### EXERCISE INSTRUCTIONS
Using the records below, output the stretch that opens with the line containing "run_lvs(sch_path, routed_path, output_dir)" and closes with the line containing "- The dirty-path", exactly and including both lines, with nothing more.

### Dataset entries

* * *

Issue #3747, opened 2026-06-16
board 00: schematic generator wires LED reverse-biased (cathode→R1, anode→GND); schematic↔PCB netlists disagree


rjwalters:
## Symptom

`boards/00-simple-led/generate_design.py` produces a schematic in which D1 is wired with the wrong polarity:

* **Schematic netlist**: D1 pin 1 (**K**, cathode) ↔ R1.2 (labeled `LED_ANODE`); D1 pin 2 (**A**, anode) ↔ GND rail.
* **PCB netlist** (same script, separate generator): D1 pin 1 → GND; D1 pin 2 → LED_ANODE.

The two halves of the recipe disagree on what each D1 pin is wired to. An assembled board would have the LED reverse-biased per the schematic; the PCB is forward-biased. There is no automated check that the two netlists agree, so this has been latent.

## Evidence (current `main`)

KiCad's `Device:LED` library symbol (confirmed in `boards/00-simple-led/output/simple_led.kicad_sch:427–459`):
* Pin 1 name = `K` at relative x = −3.81
* Pin 2 name = `A` at relative x = +3.81

D1 placed at (100.33, 90.17). Wires in the generated schematic:
* `(100.33, 58.42)` → `(96.52, 90.17)` — R1.2 to **D1.1 (cathode)**
* `(104.14, 90.17)` → `(104.14, 129.54)` — **D1.2 (anode)** to GND rail

PCB generator (`generate_design.py:414`):
`generate_led("D1", D1_POS, "LED_ANODE", "GND")` ⇒ pad 1 (cathode) = GND, pad 2 (anode) = LED_ANODE. Correct polarity, opposite of the schematic.

## Cause

`boards/00-simple-led/generate_design.py:165–172` wires `r1_pin2 → d1_pin1` and `d1_pin2 → GND` based on a misread of which D1 pin is which. The script's comments say "Cathode (K, negative) / Anode (A, positive)" but the wiring still routes to the cathode.

## Fix

Swap the two D1 wire endpoints so the schematic matches both the KiCad LED symbol and the PCB netlist:

```python
# R1 Pin 2 to D1 Pin 2 (Anode) - LED_ANODE net
sch.add_wire(r1_pin2, d1_pin2, warn_on_collision=False)
# D1 Pin 1 (Cathode) to GND rail
sch.add_wire(d1_pin1, (x_d1, rail_gnd_y))
```

[...]

Issue #3742, opened 2026-06-16
Soundness: DRC/kct check can pass while the routed PCB netlist does NOT match the schematic (no independent LVS)


rjwalters:
## The question (raised by an external reviewer)

> How did `simple_led` pass DRC if the PCB netlist doesn't correspond to the schematic?

This is a legitimate and important soundness concern. It exposes a gap: **`kct check` passing does not guarantee the routed PCB is electrically equivalent to the schematic.**

## What we know (concrete case)

Board 00 (`simple-led`) shipped a routed PCB whose connectivity did **not** match the schematic: the autorouter wired `LED_ANODE` to the wrong pads, shorting GND↔LED_ANODE and LED_ANODE↔VCC. Yet `kct check` reported the board clean and the board's test passed. KiCad's own `kicad-cli pcb drc` *did* flag it (as shorts). Root cause: a **pad-rotation-convention mismatch** (#3739) — `kct check`'s connectivity/clearance engine, the autorouter, and zone fill all share the SAME counter-clockwise pad transform, while KiCad/kicad-cli applies the footprint angle clockwise in its Y-down frame. For cardinal 90°/270° footprints the pad positions mirror. Because the checker and the router agree with **each other** (same wrong convention), `kct check`'s connectivity looked self-consistent and "passed" — but it was validating against the router's mistaken pad map, **not** against the true schematic netlist with correct pad geometry. (Board 00 was the only demo board with a 90° footprint; #3738 worked it around by placing footprints at 0°.)

## The deeper gap

The specific rotation bug is tracked in #3739. But this issue is about the **general soundness property** the reviewer is really asking about:

- Does kicad-tools have an **independent layout-vs-schematic (LVS) / netlist-correspondence check** — i.e., extract the *actual* connectivity from the routed copper (using ground-truth pad geometry, e.g. KiCad/kicad-cli's), and assert it equals the schematic netlist?
- Today, `kct check` connectivity appears to derive pad positions from the same transform the router uses, so a coordinate-convention bug is invisible to it. A correct LVS gate would have caught board 00 regardless of the rotation convention, because the *extracted* netlist (GND/VCC/LED_ANODE as actually connected in copper) would differ from the schematic netlist.

## Investigate / propose

- [ ] Confirm exactly why `simple_led`'s pre-#3738 board passed `kct check` while its copper netlist diverged from the schematic (reproduce on the pre-#3738 artifact via git history).
[...]

Issue #3148, opened 2026-05-28
regression: board 00 simple-led routes only 1/2 nets on 2-net trivial board


rjwalters:
## Curator Enhancement (2026-05-28) — Empirical Root Cause

**TL;DR: This is NOT a router regression. The board's hand-rolled `route_pcb()` bypasses the `auto_pour_if_missing()` step, so VCC/GND copper pours are never created. The official `kct route` CLI routes this exact board to 2/2 zones filled, DRC PASS, 0 errors.** Fix = route board 00 through the official pipeline (or call auto-pour in its script), not a change to the A* router.

### What the board actually has

`boards/00-simple-led/generate_design.py` defines **3 nets**, not 2:

```python
NETS = {"": 0, "VCC": 1, "LED_ANODE": 2, "GND": 3}
```

- `VCC` and `GND` are **power/pour nets** (connected via copper zones, not traces).
- `LED_ANODE` is the only routable signal trace (R1.2 -> D1.1).

So "1/2 nets" in the audit = 1 routed signal net (`LED_ANODE`) succeeded, and the DRC connectivity check then flags BOTH power nets as stranded because they have neither traces nor pours.

### Empirical reproduction (commit c9b938b2, local main)

```
$ uv run python boards/00-simple-led/generate_design.py /tmp/board00
2. Routing nets...
  Skipping 1 pour net(s) (use zone fill instead): ['VCC']   <-- router auto-skips VCC
  Net 2: 1 routes, 63 segments, 0 vias                       <-- only LED_ANODE routed
...
   PARTIAL: Routed 1/2 nets
...
   [X] connectivity  Net 'GND' is partially routed: 1 of 2 pads stranded
   [X] connectivity  Net 'VCC' is partially routed: 1 of 2 pads stranded
   DRC FAILED
```

The routed PCB output contains **zero `(zone ...)` blocks** — no copper pour for VCC or GND was ever generated.

### Root cause (file:line)

The board's `route_pcb()` at `boards/00-simple-led/generate_design.py:421-522` calls the router directly:

```python
router, net_map = load_pcb_for_routing(str(input_path), skip_nets=["GND"], rules=rules)
router.route_all()
```

This bypasses the auto-pour step. Specifically:

1. `DEFAULT_NET_CLASS_MAP` (`src/kicad_tools/router/rules.py:1296`) classifies `VCC` and `GND` as the `Power` class with `is_pour_net=True`, `priority=1`.
[...]

PR #3753, opened 2026-06-16
feat(board-00): add schematic <-> routed-PCB LVS guard to recipe

### LINKED ISSUE #3748: board 00: add per-board schematic↔PCB netlist match assertion to the recipe (LVS for board 00)
## Motivation

While #3742 designs the general LVS gate, board 00 is currently shipping a netlist mismatch that nothing in the pipeline catches (see sibling issue: schematic LED reverse-biased). We need a **board-00-specific** netlist-equivalence assertion *now*, so that:

* board 00 cannot regress into a false-pass state again before #3742 lands;
* board 00 becomes the canonical regression fixture for the general LVS gate;
* the demo page can begin surfacing a real \"netlist match: yes/no\" signal.

Per @rwalters: *focus only on this simple board until it is created successfully.*

## Scope (board 00 only)

Extend the `boards/00-simple-led/generate_design.py` pipeline with a final step that:

1. Exports the schematic netlist (kicad-cli `sch export netlist` → KiCadXML or equivalent).
2. Extracts the PCB netlist from the routed `.kicad_pcb` (`(footprint ... (pad N ... (net K \"NAME\")))` walk; existing helpers in `kicad_tools.sexp` are sufficient).
3. Builds the canonical per-pin mapping `{ref}.{pad} → net_name` for **both** sides.
4. Asserts the two mappings are equal modulo trivial renames; on mismatch, raises a `BoardNetlistMismatch` listing each disagreeing `ref.pad` with both nets.
5. Writes the result to `boards/00-simple-led/output/lvs.json` (`{\"clean\": bool, \"mismatches\": [...]}`) for the demo page to surface.

The recipe must exit non-zero on mismatch — board 00 is not \"created successfully\" until LVS is clean.

## Acceptance criteria

* `python boards/00-simple-led/generate_design.py` fails on a netlist mismatch (try it against current main — should fail until the polarity bug is fixed).
* After fixing the polarity bug, recipe succeeds and writes `output/lvs.json` with `clean: true`.
* New unit test asserts `BoardNetlistMismatch` is raised when the LED is wired backwards (regression for the exact bug we just had).
* `lvs.json` schema is documented in `docs/board-json-schema.md`.

## Out of scope (will follow in #3742)

* Generalizing this check to every demo board.
* Wiring it into `kct check` / `kct fleet status` for all boards.
* Cross-checking against kicad-cli's pad geometry (the rotation-convention safeguard).

## References

* #3742 — independent LVS architect proposal (this issue is the narrow board-00 instance that proves the value).
* #3739 — pad-rotation convention bug (related, separate axis).

rjwalters:
## Summary

- Add a new ``kicad_tools.lvs`` submodule with a pure ``compare_netlists`` comparator (``LVSResult`` / ``LVSMismatch`` / ``BoardNetlistMismatch``) that builds a ``{(ref, pad) -> net_name}`` dict from both the schematic and the routed ``.kicad_pcb`` and diffs them.
- Wire ``run_lvs`` into board 00's ``generate_design.py`` between Step 6 (DRC) and Step 7 (manufacturing bundle); it writes ``output/lvs.json`` per the new v1 schema and raises ``BoardNetlistMismatch`` on disagreement so the recipe **hard-fails** instead of silently shipping a mis-wired board (regression guard for #3747).
- Document the v1 ``lvs.json`` schema in ``docs/board-json-schema.md`` and add three hermetic tests (clean board 00, deliberately-swapped D1.1/D1.2 mismatch case, ``_ref_of`` reference-form polymorphism).

Schematic-side resolution uses ``Schematic.get_net_for_pin`` (label-bound names: VCC, GND, LED_ANODE, ...) rather than ``build_netlist_from_schematic``, which would collapse every PWR_FLAG-touched pin into one "PWR_FLAG" net and make LVS spuriously fail on every board.

Scope is board 00 only; the fleet-wide rollout (rename heuristics, other boards, ``kct check`` integration) is tracked by #3742. The recipe's existing local ``_ref_of`` helper is **not** removed in this PR -- the new module exports it alongside so #3742 can dedupe it cleanly.

Closes #3748.

## Test plan

- [x] ``uv run pytest tests/test_board_00_lvs.py -v`` — 6 passed (clean board 00 / mismatched D1 / exception message / both ``_ref_of`` forms / missing reference)
- [x] ``uv run pytest tests/test_board_00_simple_led.py -v`` — 6 passed (existing board 00 polarity + #3148 regression tests still green)
- [x] ``uv run python boards/00-simple-led/generate_design.py`` — exits 0 with ``LVS: PASS`` and writes ``output/lvs.json`` containing ``{"clean": true, "mismatches": []}``
- [x] ``uv run ruff check`` and ``uv run ruff format`` clean on all changed files
- [ ] Manual sanity: temporarily swap one of the schematic's labels and confirm the recipe exits non-zero with the new ``BoardNetlistMismatch`` message naming the offending ``(ref, pad)`` pairs

### DIFF
--- a/boards/00-simple-led/generate_design.py
+++ b/boards/00-simple-led/generate_design.py
@@ -17,6 +17,7 @@ Usage:
     python generate_design.py [output_dir]
 """
 
+import json
 import subprocess
 import sys
 import uuid
@@ -24,6 +25,7 @@ from pathlib import Path
 
 from kicad_tools.core.project_file import create_minimal_project, save_project
 from kicad_tools.dev import warn_if_stale
+from kicad_tools.lvs import BoardNetlistMismatch, compare_netlists
 from kicad_tools.schematic.models.schematic import Schematic
 
 # Warn if running source scripts with stale pipx install
@@ -868,6 +870,61 @@ def export_manufacturing_bundle(routed_path: Path, output_dir: Path) -> bool:
     return False
 
 
+def run_lvs(sch_path: Path, routed_pcb_path: Path, output_dir: Path) -> bool:
+    """Step 6.5: assert schematic <-> routed-PCB netlist equivalence (#3748).
+
+    Compares each ``(ref, pad)`` pair's net name between the schematic
+    (the design intent) and the routed PCB (what manufacturing receives)
+    and writes the result to ``output/lvs.json`` for downstream tools
+    (``kct fleet status``, the demo site, etc.) following the v1 schema
+    documented in ``docs/board-json-schema.md``.
+
+    Returns ``True`` iff the comparison was clean.  Raises
+    :class:`BoardNetlistMismatch` when it is dirty so the caller's exit
+    gate trips -- a silent dirty board would defeat the purpose of
+    wiring LVS into the recipe.
+    """
+    print("\n" + "=" * 60)
+    print("Running LVS (schematic <-> PCB netlist match)...")
+    print("=" * 60)
+
+    result = compare_netlists(sch_path, routed_pcb_path)
+
+    output_dir.mkdir(parents=True, exist_ok=True)
+    lvs_path = output_dir / "lvs.json"
+    lvs_path.write_text(
+        json.dumps(
+            {
+                "$schema": "https://kicad-tools.org/schemas/lvs/v1.json",
+                "clean": result.clean,
+                "mismatches": [
+                    {
+                        "ref": m.ref,
+                        "pad": m.pad,
+                        "schematic_net": m.schematic_net,
+                        "pcb_net": m.pcb_net,
+                    }
+                    for m in result.mismatches
+                ],
+            },
+            indent=2,
+        )
+        + "\n"
+    )
+
+    if result.clean:
+        print(f"\n   PASS: {lvs_path.name} clean (0 mismatches)")
+        return True
+
+    # Print up to the first 5 mismatches before raising, so the recipe
+    # log surfaces what went wrong without forcing the user to crack
+    # open lvs.json.
+    print(f"\n   FAIL: {len(result.mismatches)} schematic/PCB mismatch(es):")
+    for m in result.mismatches[:5]:
+        print(f"      - {m.ref}.{m.pad}: schematic={m.schematic_net!r} pcb={m.pcb_net!r}")
+    raise BoardNetlistMismatch(result)
+
+
 def main() -> int:
     """Main entry point."""
     if len(sys.argv) > 1:
@@ -895,6 +952,13 @@ def main() -> int:
         # Step 6: Run DRC
         drc_success = run_drc(routed_path)
 
+        # Step 6.5: LVS (#3748) -- assert the routed PCB's nets match the
+        # schematic's design intent.  This is the post-route guard that
+        # caught #3747 (D1 polarity flipped on the schematic side); it
+        # raises ``BoardNetlistMismatch`` on disagreement so the recipe
+        # exits non-zero instead of silently shipping a bad board.
+        lvs_success = run_lvs(sch_path, routed_path, output_dir)
+
         # Step 7: Export manufacturing bundle (#3147).  Run unconditionally
         # so the manifest mtime stays newer than the routed PCB even when
         # routing is incomplete (board 00 routing is tracked by #3148);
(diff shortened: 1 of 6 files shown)


rjwalters:
## Loom Judge Review: APPROVE

Solid, surgical implementation of the board-00 LVS gate (#3748). Code is well-scoped, well-tested, and the rationale matches the codebase reality I verified.

### What I verified

**Correctness — would catch the #3747 D1.1/D1.2 swap class**
- After the polarity fix, schematic now reads `D1.1 (K) -> 'GND'`, `D1.2 (A) -> 'LED_ANODE'`; the routed PCB matches, so `compare_netlists` reports `clean=True` against the committed artifacts.
- The dirty-path test `_swap_d1_pad_nets` does exactly the inverse mutation and `compare_netlists` produces two mismatches (`D1.1` and `D1.2` with `schematic_net` / `pcb_net` crossed), exercising the same regression surface that escaped to #3747.
- `BoardNetlistMismatch._format_message` emits `D1.1` and `D1.2` substrings in the exception message — recipe operators see the offending pad pair without opening `lvs.json`.

**PWR_FLAG rationale is correct**
- Confirmed in `src/kicad_tools/schematic/models/netlist_mixin.py:114-122`: `_build_connectivity_graph` injects `PWR_FLAG` as a candidate net name (via `pwr.lib_id.split(":")[1]`) for any node touching a `power:PWR_FLAG` symbol. In `extract_netlist`, `net_names[0]` may pick `"PWR_FLAG"` over `"+5V"` / `"GND"` depending on insertion order.
- Board 00 places `PWR_FLAG` on both VCC and GND rails (`generate_design.py:135-137`), so `build_netlist_from_schematic` is a real footgun here. The choice of `Schematic.get_net_for_pin` (which returns `net_names[0]` from a per-pin connected-component scan and is happy to land on `'VCC'` / `'GND'` / `'LED_ANODE'`) is the right call.

**Robust PCB-side walk**
- `_pcb_pin_to_net` handles missing `(net ...)` children (`net is None -> None`) and footprints without a resolvable reference (`_ref_of -> None -> continue`). The `_norm_pcb` step collapses both `None` and `""` (net 0) to `None`, so unconnected-on-both-sides compares equal — the spec's intended semantics.
- `_ref_of` handles both `(fp_text reference "R1" ...)` (generator output) and `(property "Reference" "R1" ...)` (post `kicad-cli` round-trip), and the polymorphism test locks down both. Returning `None` on a missing reference (vs raising) keeps mechanical / unresolved footprints from poisoning the comparison.

**Scope discipline**
- `git diff origin/main..pr3753 --stat` is exactly the 6 files in the description; no drift into other demo boards, no edits to PCB / schematic generators, no removal of the existing `_ref_of` in `generate_design.py:479` (deduplication left for #3742 as promised).

**Committed lvs.json is clean** — `{"clean": true, "mismatches": []}` matches a fresh comparator run against the committed artifacts.

**Schema doc** — `docs/board-json-schema.md` documents the v1 contract with both clean and dirty examples, the always-present `mismatches` convention, and versioning policy aligned with `board.json`.

### Local verification

- `uv run pytest tests/test_board_00_lvs.py -v` — 6 passed in 66s
- `uv run ruff check` and `uv run ruff format --check` — clean on all changed files
- `uv run mypy src/kicad_tools/lvs/` — Success, no issues
- `compare_netlists` on committed board 00 artifacts — `clean=True`, `mismatches=()`

### CI

All 8 checks green: C++ Build, Lint & Format, Type Check, Test (13m58s), DRC, kicad-cli Round-trip Smoke, Diff-Pair Routing Regression, Match-Group Routing Regression. `mergeStateStatus: CLEAN`, `mergeable: MERGEABLE`.

- `_pcb_pin_to_net` treats a missing pad number (`pad.get_string(0) is None`) as "skip silently". On a malformed PCB that could silently drop a real mismatch; since this can't happen with kicad-tools-produced PCBs and a hard failure would itself be a footgun on round-tripped boards, the current silent-skip is fine. Worth a `logger.debug` call in #3742's fleet-wide pass if you want a forensic trail.
- The exported `_ref_of` is marked private (underscore) but listed in `__all__`. That's intentional per the docstring (board recipes import it directly while waiting for #3742 dedup) — flagging it only so a future cleanup PR knows the public-ness is provisional.

Approving and labeling `loom:pr`.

* * *

### WRITTEN ANSWER
+        lvs_success = run_lvs(sch_path, routed_path, output_dir)
+
         # Step 7: Export manufacturing bundle (#3147).  Run unconditionally
         # so the manifest mtime stays newer than the routed PCB even when
         # routing is incomplete (board 00 routing is tracked by #3148);
(diff shortened: 1 of 6 files shown)


rjwalters:
## Loom Judge Review: APPROVE

Solid, surgical implementation of the board-00 LVS gate (#3748). Code is well-scoped, well-tested, and the rationale matches the codebase reality I verified.

### What I verified

**Correctness — would catch the #3747 D1.1/D1.2 swap class**
- After the polarity fix, schematic now reads `D1.1 (K) -> 'GND'`, `D1.2 (A) -> 'LED_ANODE'`; the routed PCB matches, so `compare_netlists` reports `clean=True` against the committed artifacts.
- The dirty-path test `_swap_d1_pad_nets` does exactly the inverse mutation and `compare_netlists` produces two mismatches (`D1.1` and `D1.2` with `schematic_net` / `pcb_net` crossed), exercising the same regression surface that escaped to #3747.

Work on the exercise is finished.